On May 26, meanwhile, Kirk Franklin brings his second annual Exodus Music & Arts Festival to The Pavilion at Toyota Music Factory. Other than the Grammy-winning gospel performer, the lineup also includes Fred Hammond, The Clark Sisters, Tasha Cobbs Leonard, Travis Greene, Vashawn Mitchell and Kelontae Gavin.

Finally, tomorrow, KAABOO will announce its first-ever Dallas lineup via a party at Greenville Ave’s Halcyon Coffee. Then we’ll finally learn whether the AT&T Stadium-held affair will live up to its hype as North Texas’ “first true destination festival.”

Moving on, NBC reported on a guitar that was stolen from a “74-year-old musician, triple stroke survivor.” Several graphs into the story we finally learn that it’s not just any musician, but the legend Bobby Patterson. And that the swiped guitar was actually one named Ruby that he’s had for over 35 years and played in countries all over the world. Goodness!

On that note, it’s time to proceed to the music video portion of this week’s local music news and notes column.

First up, there is recent Song of the Day featurees Sunshine Village, which shared a new video for “Forest Green” in the wake of Evan Hisey’s untimely passing. The song features the former Polyphonic Spree member taking on the lead vocal duties.

Meanwhile, Black Taffy shares one from his upcoming debut LP, Elder Mantis, which will be released February 15 via Leaving Records.

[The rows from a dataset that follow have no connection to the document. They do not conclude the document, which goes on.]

PR #1866, opened 2024-04-18
Add Colbert MLX

ToluClassics:
Could probably do with some redesign but here's a first pass at integrating MLX into Pyserini with ColBERT.

The tests and test outputs are similar to the same tests for the PyTorch hugging face implementation

### DIFF
--- a/pyserini/encode/__init__.py
+++ b/pyserini/encode/__init__.py
@@ -15,11 +15,13 @@
 #
 
 from ._base import DocumentEncoder, QueryEncoder, JsonlCollectionIterator,\
-    RepresentationWriter, FaissRepresentationWriter, JsonlRepresentationWriter, PcaEncoder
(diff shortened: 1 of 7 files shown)


ToluClassics:
Side Note: We have some duplicated code e.g. https://github.com/castorini/pyserini/blob/184a212e7d578fac453ead64f7f796bc2e44bcf2/pyserini/encode/_tct_colbert.py#L72

and 

https://github.com/castorini/pyserini/blob/184a212e7d578fac453ead64f7f796bc2e44bcf2/pyserini/search/faiss/_searcher.py#L147


Is there a particular reason we are keeping both?

lintool:
@jacklin64 @justram can either of you take a look at this?

ToluClassics:
Bump on this @jacklin64 @justram .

Then there’s Dallas darkwave duo LLORA, which released some new visuals for its 2017 single “Tired” that are as artsy and “weird” as you’d expect — although also particularly crisp, given that the song sounds like it was recorded straight to an old VHS player with a broken tracking button (in a good way, of course).

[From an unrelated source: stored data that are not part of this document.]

PR #1898, opened 2024-05-27
Update requirements nmslib compatible with late pybind11

GrigoriiTarasov:


lintool:
Our instructions specify use of conda to install nmslib: https://github.com/castorini/pyserini/blob/master/docs/installation.md

Have you tried that?

GrigoriiTarasov:
Yes, I done both Linux instruction and from source:
without pybind11 update they led to
https://github.com/pybind/pybind11/discussions/4333
and now installing from scratch the pybind11 in which above is solved is in conflict with too new nmslib.

lintool:
What Python version are you on?

lintool:
> python 3.11.9 h955ad1f_0

Hrm. Our entire group is still on Python 3.10... wondering if this makes a difference?

GrigoriiTarasov:
Oh I see, I started from
```
pip install torch faiss-cpu
pip install pyserini
```
as it was under Linux and thought

```
conda create -n pyserini python=3.10 -y
conda activate pyserini

```
related to Mac as it under Mac section, but this part has to be common for all the platforms.

lintool (approved):

lintool:
Shouldn't hurt... but also untested wrt other parts of Pyserini.

PR #1901, opened 2024-05-29
Bind anserini server application

16BitNarwhal:
Binded [anserini server and web application](https://github.com/castorini/anserini/blob/master/docs/fatjar-regressions/fatjar-regressions-v0.36.1.md#webapp-and-rest-api)

Run with `python -m pyserini.server.AnseriniApplication --server.port=8081`

### DIFF
--- a/pyserini/server/AnseriniApplication/__main__.py
+++ b/pyserini/server/AnseriniApplication/__main__.py
@@ -1,0 +1,29 @@
+#
+# Pyserini: Reproducible IR research with sparse and dense representations
+#
+# Licensed under the Apache License, Version 2.0 (the "License");
+# you may not use this file except in compliance with the License.
+# You may obtain a copy of the License at
+#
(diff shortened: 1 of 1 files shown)


pyserini/server/AnseriniApplication/__main__.py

Last up, we posthumously premiere the “Amano Tomato” clip from Denton’s now-defunct Bad James, which tells us they were going for a “That ‘70s Show meets Hunter S. Thompson” vibe here.

Finally, we close the book on yet another White Noise in our usual quick-hitting fashion:

• CT Music Honors nominee Marc Rebillet created some of his patented, looped music on the fly during his recent, must-watch appearance on Sway in the Morning.
• On Sunday, February 17, Poly Spree frontman Tim DeLaughter will be doing a special funraising concert where he’ll be backed by the Woodrow Wilson High School marching band.
• It appears that turn-of-the-millennium Dallas faves Chomsky will be reuniting on or around July 13 for a show at Dada to celebrate the 20th anniversary of debut album A Few Possible Selections for the Soundtrack of Your Life.